JBoss ON works within the changeability of that system to bring clarity into how those modular, distributed resources are related and to provide an extra skin of both administrative control and information visibility.
JBoss ON imposes a hierarchy and structure on JBoss EAP 6 installation, but before you can have an idea of how that structure is applied, it helps to have an understanding of the order that EAP 6 itself has.

Note

JBoss EAP 6 topologies for standalone and domain servers are described in the JBoss AS 7 project documentation.

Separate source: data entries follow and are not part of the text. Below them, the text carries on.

PR #315, opened 2017-07-04
Sample license addition for review, before I add them in every file.

vext01:
Here's (to begin with) a sample of what the license looks like. I wanted to check it's right before adding it in lots of places.

Wrapped using `gq` in vim.

OK to continue?

Cheers

### DIFF
--- a/README.md
+++ b/README.md
@@ -433,7 +433,7 @@ Please make sure you understand the implications of this.
 
 ## Licenses
 
-The *nbody* benchmark comes from the Computer Language Benchmarks Game, which
-are published under a revised BSD license:
+Krun is licensed under the UPL license.
 
-  http://shootout.alioth.debian.org/license.php
+The nbody benchmark is licensed under a revised BSD license:
+http://shootout.alioth.debian.org/license.php
--- a/examples/benchmarks/dummy/c/bench.c
+++ b/examples/benchmarks/dummy/c/bench.c
@@ -1,3 +1,42 @@
+/*
+ * Copyright (c) 2017 King's College London
+ * created by the Software Development Team <http://soft-dev.org/>
+ *
+ * The Universal Permissive License (UPL), Version 1.0
+ *
+ * Subject to the condition set forth below, permission is hereby granted to
+ * any person obtaining a copy of this software, associated documentation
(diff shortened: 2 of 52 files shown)


ltratt:
And I.

vext01:
I think this is the lot.

vext01:
I didn't add licenses to Makefiles. Is that right? Seems excessive...

README.md
```diff
@@ -433,6 +433,9 @@ Please make sure you understand the implications of this.
 
 ## Licenses
 
+The main bulk of Krun is licensed under the UPL license, which is found at the
```
ltratt: This section is verbose and confusing. I'd suggest either removing it or saying "Krun is licensed under the UPL. However, the nbody benchmark is published under a ..." or similar.

ltratt:
Agreed, makefiles is one step too far (except in weird cases... which we don't have). I just have one comment.

README.md
vext01: Made it shorter.

vext01:
The benchmark is provided as an example.

vext01:
Wait, let me re-word slightly.

ltratt:
I don't think it's an example: it's a benchmark we use. I think we can just say "the nbody benchmark is...".

vext01:
No, it really is only an example in this repo.

ltratt:
Ah, OK. But I agree: "example" isn't important to the license.

OK, I think I'm happy. Time to squash?

vext01:
I think so.

ltratt:
OK, squash away.

vext01:
Big splat!

ltratt:
OK, thanks, will wait for the tests then merge.

vext01:
I suppose we should do the same on the warmup experiment itself (tomorrow)

ltratt:
Good point.

vext01:
There we already have in the README:
```
All original files are under the following MIT license
```

Is that still OK?

vext01:
(Obviously, add the header to all source files)

ltratt:
We should change MIT -> UPL IMHO, but otherwise yes.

4.1. "Classic" Structure: Standalone Servers

Most of the functionality for the JBoss EAP 6 server is implemented through independent classes or subsystems. Which subsystems a server uses, and their configuration properties or configured instances, are defined in a profile.
A standalone instance for EAP 6, much as in EAP 5, is a collection of those defined subsystems, a set of socket bindings to define communications, network interfaces, and other settings.
The entire server instance is defined in its standalone.xml file. Almost every entry in that file is identified as a child of the server. For example, these subsystem entries create the ee and jmx child resources for the server:
<subsystem xmlns="urn:jboss:domain:ee:1.1"/>
<subsystem xmlns="urn:jboss:domain:jmx:1.1">
    <show-model value="true"/>
    <remoting-connector/>
</subsystem>
Likewise, socket bindings, network interfaces, and deployed content, which are defined in the configuration file, are discovered as resources.
Subsystems like datasources and logging configuration can have multiple instances defined; these are all configured as child resources of the subsystem. Because of the modular nature of the EAP 6 server, the exact subsystems — and therefore the exact children in JBoss ON — vary with the subsystem and other definitions in the configuration file.
Overall, because of the number of subsystems and other configuration settings, the standalone server has a very wide, flat, and shallow inventory tree. JBoss ON imposes little additional hierarchy on the standalone server structure. It reflects the way the server is configured in standalone.xml.
Standalone Server Configuration

Figure 4.1. Standalone Server Configuration

Management and operations for the standalone server are self-contained. Every child node for the standalone server combines both its configuration and its runtime environment (monitoring, alerting, and operations) in the same location. To change the configuration for a datasource, for example, edit the datasource entry directly. Every standalone server is managed independently of any other server, even in the same cluster or the same machine.
All of this is comparable to the structure and functionality of a JBoss EAP 5 server, with some slight differences in the organization of the inventory.